D’abord, le calcul de la valeur fondamentale prend appui sur les rumeurs et les modes. Cette semaine a été marquée par une chute de l’action Renault (-22%) après l’annonce de perquisitions dans différents site du groupe qui font craindre une possible tricherie sur les émissions polluantes. Cette rumeur d’un Volkswagen bis s’est propagée après la diffusion d’un tract de la CGT (cible périphérique) – Cf. art Les Echos 14/01/16

Puis, l’analyse des analyses de marché par les biais comportementaux :

  • Biais cognitifs : erreur de prise de décision du fait d’une faiblesse dans le traitement de l’information disponible (ancrage sur l’information initiale).
  • Biais émotionnels : phénomènes psychologiques liés aux émotions qui se traduit par une aversion à la perte, ou au contraire, une situation de sur-confiance.
  • Biais individuels ou collectifs : adoption d’un comportement moutonnier (panique, euphorie, mimétisme, …).

De plus, la théorie des perspectives (Kahneman & Taversky, 1978) précise que la décision d’investir dépend de la richesse initiale et de l’aversion aux pertes. En effet, si le gain est latent, l’investisseur aura la volonté d’encaisser rapidement le gain. Contrairement, si l’investisseur subit une perte, il aura la volonté d’attendre avec l’espoir d’un retour à l’équilibre.

Enfin, il existe d’autres courants théoriques en marge de la finance comportementale : la théorie des fractales (Mandelbrot, 1978). En observant les courbes des cours, l’étude démontre l’existence de similitudes à des échelles différentes. Il est alors possible de repérer une même irrégularité sur une durée mensuelle, hebdomadaire ou mensuelle. Ce qu’il faut retenir, c’est que le comportement passé du marché a une influence sur le comportement à venir. Par conséquent, nous avons une nouvelle atteinte au concept théorique de marche au hasard des marchés boursiers.

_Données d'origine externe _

PR #769, opened 2021-11-26
move topology testdata to ttar archive

uniemimu:
This adds ttar and moves topology testdata to a ttar archive. The purpose is to allow cloning the repo with folder-name challenged operating systems.


mythi (dismissed):
nit: we could also drop that dummy `go.mod` in `pkg/topology/testdata` now

rojkov (approved):
This is really nice!

bart0sh:
@uniemimu topology.go was initially taken from https://github.com/intel/cri-resource-manager/tree/master/pkg/topology. At that time we decided not to depend on it as it would bring a lot of external dependencies to the project.
I think it would make sense to look if it makes sense to use it as a dependency and make this change in the cri-resource-manager.

mythi:
> I think it would make sense to look if it makes sense to use it as a dependency and make this change in the cri-resource-manager.

@bart0sh I checked with @kad some time ago and the feedback was that we'd keep `pkg/topology` still in repo

bart0sh (approved):
/lgtm then

PR #770, opened 2021-11-29
e2e: add dlb test

hj-johannes-lee:
I made e2e test for dlb. It needs both pf and vf in the node where the e2e test runs.
@mythi Sorry, I don't remember where you said to put the information about this matter. Please tell me again. 

In addition, I put resource requests and limits for both of resources. Would it be better to divide same as the yaml file of the demo file?

### DIFF
--- a/test/e2e/dlb/dlb.go
+++ b/test/e2e/dlb/dlb.go
@@ -1,0 +1,101 @@
+// Copyright 2021 Intel Corporation. All Rights Reserved.
+//
+// Licensed under the Apache License, Version 2.0 (the "License");
+// you may not use this file except in compliance with the License.
+// You may obtain a copy of the License at
+//
+//     http://www.apache.org/licenses/LICENSE-2.0
+//
+// Unless required by applicable law or agreed to in writing, software
+// distributed under the License is distributed on an "AS IS" BASIS,
+// WITHOUT WARRANTIES OR CONDITIONS OF ANY KIND, either express or implied.
+// See the License for the specific language governing permissions and
+// limitations under the License.
+
+package dlb
+
+import (
+	"context"
+	"path/filepath"
+	"time"
+
+	"github.com/intel/intel-device-plugins-for-kubernetes/test/e2e/utils"
+	"github.com/onsi/ginkgo"
+	v1 "k8s.io/api/core/v1"
+	"k8s.io/apimachinery/pkg/api/resource"
+	metav1 "k8s.io/apimachinery/pkg/apis/meta/v1"
+	"k8s.io/apimachinery/pkg/labels"
+	"k8s.io/kubernetes/test/e2e/framework"
+	"k8s.io/kubernetes/test/e2e/framework/kubectl"
+	e2epod "k8s.io/kubernetes/test/e2e/framework/pod"
+)
+
+const (
+	kustomizationYaml = "deployments/dlb_plugin/kustomization.yaml"
+)
+
+func init() {
+	ginkgo.Describe("dlb plugin", describe)
+}
+
+func describe() {
+	f := framework.NewDefaultFramework("dlbplugin")
+
+	kustomizationPath, err := utils.LocateRepoFile(kustomizationYaml)
+	if err != nil {
+		framework.Failf("unable to locate %q: %v", kustomizationYaml, err)
+	}
+
+	ginkgo.It("checks availability of DLB resources", func() {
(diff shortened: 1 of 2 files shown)


mythi:
@hj-johannes-lee I did not have any concrete proposal but we could have a section in the README to guide users to setup the VFs.

test/e2e/dlb/dlb.go
```diff
@@ -0,0 +1,98 @@
...
+		ginkgo.By("submitting a pod requesting DLB pf resources")
+		podSpec := &v1.Pod{
+			ObjectMeta: metav1.ObjectMeta{Name: "dlbplugin-tester"},
+			Spec: v1.PodSpec{
+				Containers: []v1.Container{
+					{
+						Args:    []string{"-c", "echo hello world"},
+						Name:    "testcontainer",
+						Image:   imageutils.GetE2EImage(imageutils.BusyBox),
+						Command: []string{"/bin/sh"},
```
bart0sh, line 80: nit: i'd suggest to move Args: here for better readability.

test/e2e/dlb/dlb.go
```diff
@@ -0,0 +1,98 @@
...
+			framework.Failf("unable to wait for nodes to have positive allocatable resource: %v", err)
+		}
+
+		ginkgo.By("submitting a pod requesting DLB pf resources")
+		podSpec := &v1.Pod{
+			ObjectMeta: metav1.ObjectMeta{Name: "dlbplugin-tester"},
+			Spec: v1.PodSpec{
+				Containers: []v1.Container{
+					{
+						Args:    []string{"-c", "echo hello world"},
```
bart0sh, line 77: it would be better to do something with the device here. Can we run some of our demos here?

test/e2e/dlb/dlb.go
```diff
@@ -0,0 +1,98 @@
...
+						Name:    "testcontainer",
+						Image:   imageutils.GetE2EImage(imageutils.BusyBox),
+						Command: []string{"/bin/sh"},
+						Resources: v1.ResourceRequirements{
+							Requests: v1.ResourceList{"dlb.intel.com/pf": resource.MustParse("1"),
+								"dlb.intel.com/vf": resource.MustParse("1")},
```
mythi, line 83: todo: test with vf and pf resources separately.

test/e2e/dlb/dlb.go
hj-johannes-lee: I see. But, this form is from GPU and SGX.! Let me make a pr later about other plugins.! :)

hj-johannes-lee:
@mythi @bart0sh Sorry, idk whether you noticed or not, but at some point my laptop stopped working, and it happened after the meeting ended... I lost all of my notes.. so I did as far as I remember.! If I forgot something, plz let me know.!

test/e2e/dlb/dlb.go
hj-johannes-lee: Ah, was what Ed said that it would be better to just separate into 2 pods? I tested with 2 containers in one pod (that is the same as demo yaml file) with various conditions. And I think this actually does not harm the "easiness" to recognize where the problem happened even if they are in one pod.! If it's still better to divide, tell me. Or, if I misunderstood, or remember wrongly, tell me.!

bart0sh: I said that would be better to have two separate test cases for pf and vf, but I'm not insisting. If it's easy to understand which part of test breaks (pf or vf) I'm ok with the current implementation.

hj-johannes-lee: @bart0sh Ok, thanks, then,,,
I am not insisting either,, but can we just keep it as it is now? :)

bart0sh: @mythi wdyt?

mythi: "as it is now" is not very good because the test says it checks a pod with PF resource requests but ends up requesting both PF and VF.

Should be easy to instantiate one `podSpec` and set/change Requests/Limits or both VF and PF (maybe later with different images) too.

hj-johannes-lee: > "as it is now" is not very good because the test says it checks a pod with PF resource requests but ends up requesting both PF and VF.

Ah!! Why did I put there pf? I changed.!

mythi (approved):
LGTM, it's a good start but let's continue to add more tests later.

PR #788, opened 2021-12-07
move to k8s.io v1.23.0 and controller-runtime v0.11.0-beta.0

mythi:
Signed-off-by: Mikko Ylinen <mikko.ylinen@intel.com>

PR #792, opened 2021-12-08
enable Github dependabot checks

mythi:
Start with 'daily' check interval but we can relax it to
'weekly' later if needed.

Closes: #785 

(move away from draft after #788)


bart0sh (approved):
/lgtm

rojkov (approved):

Compte tenu de ce qui vient d’être exposé dans cet article, une société qui émet des titres financiers sur un marché réglementé le fera à un prix qui doit correspondre à leur valeur exacte pour lever un maximum de fonds.
En pratique, une introduction en bourse se fera à une valeur légèrement inférieure afin de réaliser une hausse des cours juste après. Cette sous-évaluation initiale sera justifiée par une asymétrie d’informations et favorisera la liquidité du titre auprès des investisseurs. Lorsque les informations seront accessibles à l’ensemble des acteurs du marché, le cours s’ajustera.
Si l’on retient l’hypothèse d’efficience des marchés, toute information nouvellement émise devrait avoir un impact sur les cours pour être pertinente. Toutefois, en pratique, cette efficience n’est pas totalement vérifiée avec de nombreuses dérives telles que les anomalies de marché et/ou la finance comportementale.

Bibliographie indicative :

  • BARNETTO P., GREGORIO G. (2010), DSCG 2 – Finance, manuel et applications, Ed. DUNOD.
  • BENSADON D. & al. (2015), DSCG 4 – Comptabilité et audit, manuel et applications, Ed. FOUCHER.
  • VERNIMMEN P. (2009), Finance d’entreprise, Ed. DALLOZ.